Nov 26, 2019 09:05 AM EST
Sure-fire Techniques on How Best to Prevent Youth Sports Injuries
Teenagers are very brave to try new things and one of them is exploring sports. More youth are competing in sports than earlier years. Sports help them to live a more active lifestyle as it includes physical training. It is better to consider some important injury prevention tips for their safety and protection.
The risk of injury is at its highest when it comes to sports activities. Through experience, however, many youths learned to weigh the importance of injury prevention. But it is still given that there are other young athletes who overuse their capabilities and take lesser care of themselves. Parents can actually promote a safe experience for their children and learn how to prevent youth sports injuries from occurring.
Youth Sports Safety and Injury Prevention Tips:
- Avoid extreme fatigue. You are a human not a robot, always remember that you are vulnerable. Your body needs to have at least a 24hour break per week and at least 30 days off per year from extensive training in any kind of sport. Young athletes want to be the best player that they sometimes forgot the word REST. Over-usage of the body can easily make you sick and injured due to lack of balance.
- Wear the right gear. This is a default rule. Athletes should practice wearing appropriate and properly fit safety gear such as pads (neck, shoulder, elbow, chest, knee, chin), custom hats, helmets, mouthpieces, protective custom socks, eyewear and face guards.
- Strengthen Muscles. Muscular system plays the most crucial part in sports. Make this stronger during proper and consistent training that can increase flexibility without to eliminate muscle cramps.
- Have a healthy lifestyle. It takes a healthy heart to do sporty kinds of stuff. Young athletes should incorporate eating healthy and clean foods for breakfast, lunch, and dinner. Parents should make sure they eat the right amount of nutrition, no more no less. If they don't practice eating healthy they will be at higher risk of having cardiovascular diseases that sooner or later will be a hindrance to doing sports.
- Water is life. Keep your young athletes hydrated. They can easily become dehydrated especially during summer or hot and humid days. A parent should watch any signs of instant fatigue, nausea, vomiting, panting and fainting as these can be a symptom of extreme dehydration.
- Use proper technique. Apply the correct way of doing your chosen sports. Follow the guidelines properly all the time, no excuses. Never over-trust yourself to do sudden shifting that is not included in the training or trials. One wrong move and you can end up seeing a doctor.
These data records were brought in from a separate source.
PR #4484, opened 2022-03-23
[18] Updated Suspense doc with behavior during SSR and Hydration

salazarm:
Not sure if this is the right amount of detail


content/docs/reference-react.md
```diff
@@ -370,9 +370,19 @@ It is documented in our [code splitting guide](/docs/code-splitting.html#reactla
...
+#### `React.Suspense` in SSR
+During SSR trees wrapped in Suspense are rendered synchronously as deeply as possible. If the boundary never suspends 
+then the tree renders as though the boundary were never there. If a component does suspend then we schedule a low 
+priority task to render the fallback instead. If the component unsuspends before we flush the fallback then we send 
+down the actual content and throw away the fallback.
+
+#### `React.Suspense` during hydration
+Suspense boundaries depend on their parent boundaries being hydrated before they can hydrate, but they can hydrate independently from sibling boundaries. Events on a boundary before its hydrated will cause the boundary to hydrate at 
+a higher priority than neighboring boundaries but discrete events (eg. click) will not be replayed upon hydration. Only 
+the last continuous event (`focusin`, `mousein`, `dragenter`, `mouseover`, `pointerover`, `gotpointercapture`, `hover`)
```
eps1lon, line 382: I believe you meant `mouseenter` not `mousein`?

Is `focusin` a continious event?

I think it was brought up earlier whether discrete vs continous events needs a separate section. If this is something devs should be aware of, then it's probably better to link to a list of discrete and continous events.

Because intuitively a `gotpointercapture` is a discrete thing because a pointer being captured is a discrete state from my understanding (pointer is captured or not). Same for `dragenter` I guess. For `mouseover` it makes sense to consider it continous. 

Either way, I think this illustrates that it isn't clear what events are considered "discrete" and which are "continious".

gaearon: This is why I don't like "discrete" as a word. Our usage of "discrete" is "user _meant_ to do this, and there could be a mistake if we batch it with another same event". Our usage of "continuous" is "user _did not_ intentionally mean to do _this particular_ event, and so we can skip/batch it up with next event of the same type". At least to my understanding.

sebmarkbage: It doesn't really have anything to do with the user intent. That's just something we use as an explanation.

Btw, I don't think we should use the term replay. Because actually, we probably shouldn't actually replay the same event. It's more about reissuing an observation of the current state.

This is like if something is animating below your cursor. Even if you don't move the mouse it should ideally trigger mouseenter/leave anyway as the thing below moves in and out to trigger hover effects. CSS hovers do this.

Focus is a little special since when it's accompanied by other events like key events, it effectively becomes discrete as a result of how it's controlled.

sebmarkbage: For purposes of the hydration, these are not the same thing as the "discrete" and "continuous" hints that we use to inform priorities and batching.

I think we shouldn't couple them and probably not use the same terminology.

These events are things where you can issue new events to inform what the state of the world is. If the user twitched a little, it's the same enter/leave happening on a moving target. The goal in the end is to inform what the current state of the world is.

`focusin` is like saying "activeElement is now on this". So restating that "activeElement is now on this" is fine.

Similarly, `gotpointercapture` is like restating that you currently has the pointer captured.

sebmarkbage: There's no `hover` event is there?

salazarm: We emulate it off `mousenter`

eps1lon: "persistent events" makes sense to me now. Thanks for clarifying!

sebmarkbage: @salazarm Is that an FB-only thing?

salazarm: @sebmarkbage oops it was a mistake. I updated the events

content/docs/reference-react.md
```diff
@@ -370,9 +370,17 @@ It is documented in our [code splitting guide](/docs/code-splitting.html#reactla
...
->
->`React.lazy()` and `<React.Suspense>` are not yet supported by `ReactDOMServer`. This is a known limitation that will be resolved in the future.
+#### `React.Suspense` in SSR
+During SSR trees wrapped in Suspense are rendered synchronously as deeply as possible. If the boundary never suspends 
+then the tree renders as though the boundary were never there. If a component does suspend then we schedule a low 
+priority task to render the fallback instead. If the component unsuspends before we flush the fallback then we send 
+down the actual content and throw away the fallback.
+
+#### `React.Suspense` during hydration
+Suspense boundaries depend on their parent boundaries being hydrated before they can hydrate, but they can hydrate independently from sibling boundaries. Events on a boundary before its hydrated will cause the boundary to hydrate at
```
eps1lon, line 380: I was struggling with the "they" references. Does it sound clearer to split this sentence up into two? 
```suggestion
Suspense boundaries depend on their parent boundaries being hydrated before they can hydrate. Suspense boundaries can hydrate independently from sibling boundaries. Events on a boundary before it's hydrated will cause the boundary to hydrate at 
```

eps1lon (approved):

PR #404, opened 2020-09-30
fix(auth): Migrate IAM SignBlob to IAMCredentials SignBlob

kentengjin:
Point all SignBlob to iamcredentials instead of iam.


hiranya911 (approved):
LGTM 👍

PR #408, opened 2020-11-02
fix: Ambiguous error message assertion

johejo:
In order not to break the test in multiple Go versions.

for https://github.com/golang/go/commit/6af088bfc66c13143c9ef46b4cf0805df77a8fbe


hiranya911:
Thanks for the PR @johejo. Did you actually encounter a test failure in some Go version? What prompted you to come up with this fix?

johejo:
This change is for 1.16. 
If we use Go tip, the test will fail. 
There is still time until 1.16 so we don't have to hurry.

johejo:
https://github.com/golang/go/commit/6af088bfc66c13143c9ef46b4cf0805df77a8fbe has reverted in https://github.com/golang/go/commit/283d65413db75edbc4691c4fecf23228509436f0

PR #413, opened 2020-12-17
Adding delayed response message for holidays

lahirumaramba:


lahirumaramba:
Merging this PR will cause `master` to go out of sync with `dev`, which could be problematic for future releases.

- Have a regular check-up. Sometimes the human body has a very high tolerance over pain. If you have a child who is an athlete, book an appointment with your doctor at least once or twice a year just to ensure nothing is wrong. Acute illnesses and injuries are sometimes discovered late. Be responsible.
With these tips, you can help yourself or your loved ones to prevent unwanted injuries from sports. But if it still tends to happen, immediately seek your doctor's help. Keep in mind that prevention is always better than cure.